The list of tornadoes from Tuesday’s event continues to grow. As of Sunday afternoon, the NWS has reported 11 across eastern Oklahoma and northwest Arkansas. The first of the night occurred around 10:18 p.m. in Tulsa where it damaged a church and several homes around I-44 & US 75. About 10 minutes later, reports of debris in Bixby started coming in and then from Broken Arrow shortly after that. Reports continued from Checotah to Twin Oaks from 11 p.m. to 12 a.m.
At this time, the longest tornado track of the night went about 10 miles from Twin Oaks to Colcord.
The National Weather Service tweeted this at 3:15 p.m. Sunday, bringing the tally up to 11.
Another tornado has been confirmed from Tuesday's storms. This one at Greenleaf State Park 3 miles SSE Braggs in Muskogee county. #okwx— NWS Tulsa (@NWStulsa) May 1, 2016
Despite damage from tornadoes, straight-line winds also caused issues. Copan in Washington County had an 87 mph wind gust reported.
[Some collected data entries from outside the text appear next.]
Issue #593, opened 2016-10-17
ctf - enemy flags in deathmat don't reset to base


JeffBobbo:
Commit 78ada55 (ctf fixes (#587)) introduced some good fixes, but it seems it introduced a bug.

If I drop the enemies team's flag into deathmat, it resets to the last position much like my own flag. Enemy flags into deathmat should reset to their base.

A demo is included, first instance is at the 7 minute mark (I kill Some Assassin with a rocket, the flag falls into deathmat), another instance occurs at 2:05 (I kill zaquest and the flag bounces off the bridge into the deathmat), last instance is around the 1 minute mark.

[enemyreset.zip](https://github.com/red-eclipse/base/files/533576/enemyreset.zip)

qreeves:
Not sure if that's really a bug more than a feature suggestion. Part of the reason is the mechanics deliberately make you hand deliver your flag back to your base (that is, without the *quick* mutator). If anything, this is just enforcing this mechanic even more.

JeffBobbo:
The only times when someone would drop the enemy flag in deathmat is to troll their team mates, because the messed up (parkour) or because they died. It seems counter-intuitive to enforce someone to wait around for the flag to reset so they can take it and go.

It also devalues the worth of weapons with stun/hitpush, flamer2 and plasma2 can't be used as effectively to mess with people's parkour to drop the flag as they're running. You're also locking defenders potentially into a scenario where they can't shoot if their flag is over deathmat, since they might be dead by the time it's reset (and another enemy can take it the rest of the way).

Also, lastly I'd say note TheAssassin's and zaquest's reaction in the demo of "wtf" when it happened.

TheAssassin:
Aside this discussion, changing such a central behavior on a single server is not a good idea. This should be reverted IMO until this issue is closed.

pocak100:
Those are good arguments, @JeffBobbo. I could add a setting for `captureresetfloor` that does what you suggest. But won't it be confusing to new players?

Let's consider *multi-ctf*, too. Shooting an enemy holding a third team's flag near deathmat would become counterproductive. Is that ok?

JeffBobbo:
Perhaps, but if I'm near death I can just jump off the map and use that to buy time as it is now.

>Let's consider multi-ctf, too. Shooting an enemy holding a third team's flag near deathmat would become counterproductive. Is that ok?

[...]

PR #596, opened 2016-10-18
Extend captureresetfloor.

### LINKED ISSUE #595: flags can reset to unstable positions (and then sit on deathmat and not reset)
Flags can reset to a position where they're not stable and will fall again.
If the flag falls again, it'll sit on the death mat and not reset, waiting until the timeout to reset (although it can be retrieved by a player occasionally and force it to reset).

Example with omega flag at the 8:30 ish mark while contesting for the rocket (me, yeatta and beha).

[flagdeath.zip](https://github.com/red-eclipse/base/files/534213/flagdeath.zip)

pocak100:
The new value, 2, makes the carrier's own flag reset to where it was
dropped from, while enemy flags reset to their base. Implements #593.

The default value for `captureresetfloor` is set to 0 for now
to be compatible with older clients. Fixes #595.

### DIFF
--- a/src/game/capture.h
+++ b/src/game/capture.h
@@ -13,7 +13,7 @@ struct capturestate
         vec droploc, inertia, spawnloc;
         int team, yaw, pitch, droptime, taketime, dropoffset;
 #ifdef GAMESERVER
-        int owner, lastowner, returntime;
+        int owner, lastowner, lastownerteam, returntime;
         vector<int> votes;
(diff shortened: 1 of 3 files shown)


qreeves:
I know it is easier to think in terms of `&&` than `||` but you shouldn't use boolean `!` like that in shared sources as it can be difficult to parse mentally when speed reading over the code.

After a severe weather event is over, the National Weather Service will go out and assess the damage. They decide if the damage occurred from a tornado or from straight line winds. They will also give the tornado a preliminary rating.
Most of the damage on Tuesday occurred from EF-1 tornadoes, with the average wind speed between 90-110 mph (NWS). As they continue to survey, we will bring you updates on their findings. For folks that have to continue to clean up, there is good news in the fact that we have quiet weather in the week ahead.
As we continue through May, it is important to stay weather aware. May is usually our busiest month when it comes to tornadoes. On average, the state sees about 22 tornadoes a year. Last year, we had 83 (statewide). That number is close to the record of 91 in 2010.
Did we ever have a May where we did not have any confirmed tornadoes? Yes we did, back in 2005.